Peterson treads carefully and with nuance around the varied methodological challenges that this sort of study raises. However, there are some decisions which Peterson might have explained and problematized even more fully. One would liked to have known more about the nomenclature applied to those who supported the disputed saints' cults. Varied terms are used here: sectarians (applied regularly, for example, in the context of some devotional practices surrounding Guglielma of Milan's cult), devotees, followers, orthodox citizens/members etc. This diversity points towards the fluid textures orbiting around these cults. But one wonders how an individual was identified as, say, a sectarian rather than a follower, what was the real difference between the two, and how did contemporaries make such a distinction (were certain Latin terms regularly applied?)--or are these categories framed by Peterson's own interpretation? Also, there was scope to explain in more depth how testimonies in inquisitions were mediated. Peterson is undoubtedly alive to these issues, but many of the testimonies (as the footnotes show) appear to have been provided second-hand, namely "individual x" recounts or perhaps summarizes the words of "individual y." Is this significant, and why is it happening in this way?

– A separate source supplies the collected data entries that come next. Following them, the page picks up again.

PR #569, opened 2017-11-17
Change index name, prevent for duplicate name

overbid:
Some database can't handle duplicate index name.


taylorotwell:
You can modify the migrations in your own application if you want.

Issue #592, opened 2018-01-04
Frontend Quickstart: passport-components - vue dependencies


LaughingCabbage:
The files produced from running the command `php artisan vendor:publish --tag=passport-components` seem to require additional JS imports not mentioned in the documentation. The dependencies I've identified so far: 

[axios](https://github.com/laravel/passport/blame/4.0/resources/assets/js/components/Clients.vue#L274) @themsaid 
[underscore ](https://github.com/laravel/passport/blame/4.0/resources/assets/js/components/Clients.vue#L336)

What is the proper way to handle these imports?

Should I just add to the top of each script?
```
var axios = require('axios')
var _ = require('underscore')
```

LaughingCabbage:
In this instance I was not properly importing the bootstrap.js file in my app.js file. My code read:

app.js
`require('bootstrap')`

the fix was
app.js
`require('./bootstrap')`
which is the Laravel default.

PR #593, opened 2018-01-04
Client.vue: frontend-quickstart vue import fix

LaughingCabbage:
Axios and underscore libraries referenced but not included in script. I'm not sure if this is the proper way to handle these imports or if it was initially done by the authors at a higher level. However, the vanilla code requires these imports to suppress errors. #592

### DIFF
--- a/resources/assets/js/components/Clients.vue
+++ b/resources/assets/js/components/Clients.vue
@@ -215,6 +215,8 @@
 </template>
 
 <script>
+    var axios = require('axios');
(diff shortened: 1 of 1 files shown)


taylorotwell:
I think we assume the user will not load them before Passport is used, since they are loaded in the default Laravel framework JavaScript bootstrapping.

LaughingCabbage:
You're right. I wasn't importing the bootstrap.js file properly in my app.js so the libraries weren't available to use.

PR #594, opened 2018-01-04
Remove decrypt from TokenGuard.

cdstarling:
After following the instructions for "Consuming Your API with JavaScript" the api requests return 401 unauthorized. This was because the JWT cookie being added to the site was not encrypted using laravels encryption service, however when it was being processed in the TokenGuard it was decrypted using laravels encryption service which threw an error.
This could either be fixed by encrypting the cookie before it is sent or removing the decryption code when it is received. I chose the latter as the token is encoded in the php-jwt package.
I apologise if I have missed something and this is the correct behaviour, or if I did the fix the wrong way round.

### DIFF
--- a/src/Guards/TokenGuard.php
+++ b/src/Guards/TokenGuard.php
@@ -186,7 +186,7 @@ class TokenGuard
     protected function decodeJwtTokenCookie($request)
     {
         return (array) JWT::decode(
-            $this->encrypter->decrypt($request->cookie(Passport::cookie())),
+            $request->cookie(Passport::cookie()),
             $this->encrypter->getKey(), ['HS256']
         );
     }
--- a/tests/TokenGuardTest.php
+++ b/tests/TokenGuardTest.php
@@ -98,10 +98,10 @@ class TokenGuardTest extends PHPUnit_Framework_TestCase
         $request = Request::create('/');
         $request->headers->set('X-CSRF-TOKEN', 'token');
         $request->cookies->set('laravel_token',
-            $encrypter->encrypt(JWT::encode([
+            JWT::encode([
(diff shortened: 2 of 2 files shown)


taylorotwell:
Most likely something is being misused on your side. This would mean Passport has been entirely broken since its release, which I know is not the case.

cdstarling:
That's what I thought.
But I've looked through the code and something doesn't add up.

The `ApiTokenCookieFactory` creates a cookie like this:
```
return new Cookie(
    Passport::cookie(),
    $this->createToken($userId, $csrfToken, $expiration),
    $expiration,
    $config['path'],
    $config['domain'],
    $config['secure'],
    true
);
```

And the `createToken` function looks like this:

```
return JWT::encode([
    'sub' => $userId,
    'csrf' => $csrfToken,
    'expiry' => $expiration->getTimestamp(),
], $this->encrypter->getKey());
```

The cookie is being decrypted and then decoded in the `TokenGuard`.

```
protected function decodeJwtTokenCookie($request)
{
    return (array) JWT::decode(
        $this->encrypter->decrypt($request->cookie(Passport::cookie())),
        $this->encrypter->getKey(), ['HS256']
    );
}
```

The encrypter is decrypting the key before letting `JWT` decode it, but nowhere can I see that it is being encrypted _after_ `JWT` has encoded it.

It works if I either remove the call to `decrypt` in the `TokenGuard` or add `encrypt` to the `createToken` function in the `ApiTokenCookieFactory`.

cdstarling:
I'm a real dummy.

Sorry to have wasted your time.

I put the `CreateFreshApiToken` middleware before `EncryptCookies`.
I thought there must be something.

PR #607, opened 2018-01-14
Fix void returns

carusogabriel:


taylorotwell:
Rather not make these changes if they aren't fixing bugs.

Issue #599, opened 2018-01-07
[Feature Request] Add route names to Passport::routes()


d8vjork:
Hi all :raising_hand_man:

As title says, modifying [passport/src/RouteRegistrar.php](https://github.com/laravel/passport/blob/4.0/src/RouteRegistrar.php) file:
```
$this->router->post('/token', [
        'uses' => 'AccessTokenController@issueToken',
	'as' => 'oauth.token',
        'middleware' => 'throttle',
]);
```

nejtr0n:
Same issue. it would be greate to have names of route to use them in custom controllers like
```
        $request = Request::create('/oauth/token', 'POST', [
            'grant_type' => 'password',
            'client_id' => config('services.vue_client.id'),
            'client_secret' => config('services.vue_client.secret'),
            'username' => $request->email,
            'password' => $request->password,
        ]);
```
Proble is in
```
        $request = Request::create('/oauth/token', 'POST', [
```
This route could be prefixed with api/v1 for example, 
and route names will help to avoid
hardcoding of it.

driesvints:
I'm not sure if it'll get merged but you can always try to send in a PR. I can see this being valuable.

PR #846, opened 2018-10-16
[7.0] Add names to routes for reusability

d8vjork:
As proposed in #599


taylorotwell:
Why `oauth` and not `passport`?

d8vjork:
> Why `oauth` and not `passport`?

Yes, is another option 🤔 I'll update it later

Issue #143, opened 2016-10-15
Associate client_credentials grant to a user


OscarRPR:
Hello

Currently, I'm building an API where my users will be able to create their API keys from my platform and then use them to perform requests, I look for OAuth 2.0 (given that in the future I'll support the Authorization Code and I have a mobile application that uses the password grant), and for this case I want to follow PayPal authentication system (https://developer.paypal.com/docs/integration/direct/paypal-oauth2/).

But I have an issue trying to use the client_credentials grant, based on the RFC 6749 of OAuth 2.0:

> 4.4.  Client Credentials Grant
> 
>    The client can request an access token using only its client
>    credentials (or other supported means of authentication) when the
>    client is requesting access to the protected resources under its
>    control, or those of another resource owner that have been previously
>    arranged with the authorization server (the method of which is beyond
>    the scope of this specification).

If I understand correctly, the client credentials can be associated to a resource owner or can have a null user instance to access any public resources available.

In my case, I want that the client_credentials are associated to a user in my system, and then, the access token can be related to it, but currently, the ClientCredentials grant sets the user instance as null.

I thought that one solution was create a new Service Provider based on the PassportServiceProvider, create a custom client credentials grant and then in the new service provider, enable the grant, but I don't want to keep maintaining the new ServiceProvider with the latest changes of PassportServiceProvider.

The other solution was to create a new middleware to check if the access token has the client_credentials grant, then, I'll look up for the client_id and then, get the user id, but I found this not useful because the JWT token should have this information.

I'm not sure which path to follow or if I miss something.

Thanks

dreferreira:
I've done a little bit of investigating into this using the password grant as noted below. I hope you find it insightful. **Warning it's fairly long**
#151

themsaid:
@OscarRPR the client_credentials requires no user, it gives access to publish resources that aren't owned by any user, so a user permission is not required.

OscarRPR:
@dreferreira Thank you, I'll keep an eye on it to check for a solution.

@themsaid But, if you read the OAuth 2.0 specification in the original post says:

The client can request an access token using only its client
credentials (or other supported means of authentication) when the
client is requesting access to the protected resources under its
control,

Which if I understand correctly, it means that the client can request access to his own resources, then, we will need a way to configure it, no?

Or, as I mentioned in the post, PayPal says that he uses OAuth 2.0 with client_credentials grant, and with the keys I generate I can perform calls for my account on protected resources, then, they're not really using OAuth 2.0?

[...]

PR #850, opened 2018-10-19
[8.0] Add ability to pull user from client

mattkoch614:
- Added a new relationship to the ``Client`` class to easily retrieve a user.
- Added a method to the ``ClientRepository`` class to retrieve the client based on a token.
- This PR is in support of discussion in #143

### DIFF
--- a/src/Client.php
+++ b/src/Client.php
@@ -3,18 +3,9 @@
 namespace Laravel\Passport;
 
 use Illuminate\Database\Eloquent\Model;
-use Laravel\Passport\Bridge\User;
-use Laravel\Passport\Bridge\UserRepository;
 
 class Client extends Model
 {
-
-
-    public function __construct(array $attributes = [])
-    {
-        parent::__construct($attributes);
-
-    }
 
     /**
      * The database table used by the model.
--- a/src/Client.php
+++ b/src/Client.php
@@ -3,9 +3,19 @@
 namespace Laravel\Passport;
 
 use Illuminate\Database\Eloquent\Model;
+use Laravel\Passport\Bridge\User;
+use Laravel\Passport\Bridge\UserRepository;
 
 class Client extends Model
 {
+
+
+    public function __construct(array $attributes = [])
+    {
+        parent::__construct($attributes);
+
+    }
+
     /**
      * The database table used by the model.
      *
@@ -69,5 +79,17 @@ class Client extends Model
     public function firstParty()
     {
         return $this->personal_access_client || $this->password_client;
+    }
+
+    /**
+     * Return the user associated with the client.
+     *
+     * @return \Illuminate\Database\Eloquent\Relations\BelongsTo
+     */
+    public function user()
+    {
+        $provider = config('auth.guards.api.provider');
+
+        return $this->belongsTo(config('auth.providers.'.$provider.'.model'));
     }
 }
--- a/src/ClientRepository.php
+++ b/src/ClientRepository.php
@@ -2,6 +2,8 @@
 
 namespace Laravel\Passport;
 
+use Lcobucci\JWT\Parser;
+
 class ClientRepository
 {
     /**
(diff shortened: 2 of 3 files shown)


mattkoch614:
I need some help getting my test to pass - the issue is that the ``ClientRepository`` class is trying to connect to a database which doesn't exist.

src/Client.php
```diff
@@ -6,6 +6,7 @@
 
 class Client extends Model
 {
+
```
driesvints: Remove this line

src/Client.php
```diff
@@ -70,4 +71,16 @@ public function firstParty()
...
+     * Return the user associated with the client.
+     *
+     * @return \Illuminate\Database\Eloquent\Relations\BelongsTo
+     */
+    public function user()
+    {
+        $provider = config('auth.guards.api.provider');
+
+        return $this->belongsTo(config('auth.providers.'.$provider.'.model'));
+    }
```
driesvints: Move this above the `firstParty` method.

tests/ClientRepositoryTest.php
```diff
@@ -0,0 +1,33 @@
...
+            ->setId('4f1g23a12aa', true) // Configures the id (jti claim), replicating as a header item
+            ->setIssuedAt(time())
+            ->setHeader('typ', 'JWT')
+            ->setHeader('alg', 'HS256')
+            ->setExpiration(time() + 604800)
+            ->sign(new Sha256(), 'test.jwt.signature')
+            ->getToken();
+    }
+
+}
```
driesvints: Remove this test. There wasn't a `ClientRepository` test probably because we can't setup a DB connection atm.

src/ClientRepository.php
```diff
@@ -47,6 +49,20 @@ public function findForUser($clientId, $userId)
...
+     *
+     * @param $bearerToken
+     * @return \Laravel\Passport\Client|null
+     */
+    public function findByToken($bearerToken)
+    {
+        $clientId = (new Parser())->parse($bearerToken)->getClaim('aud');
+
+        return $this->find($clientId);
+    }
```
driesvints: I don't think it's a good idea to move this logic to the `ClientRepository`. You're mixing parsing tokens with retrieving clients which are two separate things. The `ClientRepository` only job is to retrieve client models.

A better place for this method would be the `TokenGuard` class. Try to see if you can implement a `client` method like the `user` method:

```
    /**
     * Get the user for the incoming request.
     *
     * @return mixed
     */
    public function user(Request $request)
    {
        if ($request->bearerToken()) {
            return $this->authenticateViaBearerToken($request);
        } elseif ($request->cookie(Passport::cookie())) {
            return $this->authenticateViaCookie($request);
        }
    }
```

driesvints:
If you move the logic to the `TokenGuard` class you can add a test in the `TokenGuardTest` class: https://github.com/laravel/passport/blob/7.0/tests/TokenGuardTest.php

driesvints:
Btw this is a suggestion but can you send the method with the relationship on the client model as a separate pr to the 7.0 branch? It doesn't has anything to do with the other functionality.

I'm also going to close this PR. Feel free to resend it once you've worked through the feedback above. You can also send the PR for retrieving the client as a PR to the 7.0 branch as it has no breaking changes.

mattkoch614:
@driesvints No problem. I'll review your feedback and re-submit.

nolanpro:
@mattkoch614 Thanks for your help on this. We need this functionality too. I tested this in TokenGuard  like @driesvints suggested and it works for me.

In authenticateViaBearerToken function:
```php
$user = $this->provider->retrieveById(
    $psr->getAttribute('oauth_user_id')
);

// Added this:
if (! $user) {
    $bearerToken = $request->bearerToken();
    $clientId = (new \Lcobucci\JWT\Parser())->parse($bearerToken)->getClaim('aud');
    $user = $this->provider->retrieveById(\Laravel\Passport\Client::find($clientId)->user_id);
}

if (! $user) {
    return;
}
```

These are, however, only small asides. Peterson has produced a rigorous and thought-provoking study which allows us to see the rich textures and sophisticated debates underpinning medieval beliefs around sanctity and holiness. This study should be read alongside the many works which explore other models of sanctity that were far less contested, to remind us of the complexities and contingencies at play in this field. This study, though, tells us much more besides, for it adds to our understanding of the papacy, inquisition, the mendicants, heresy, and communal/local identities. It places into sharp relief the tensions and interactions between the macro and micro, and between the local/internal and the distant/external.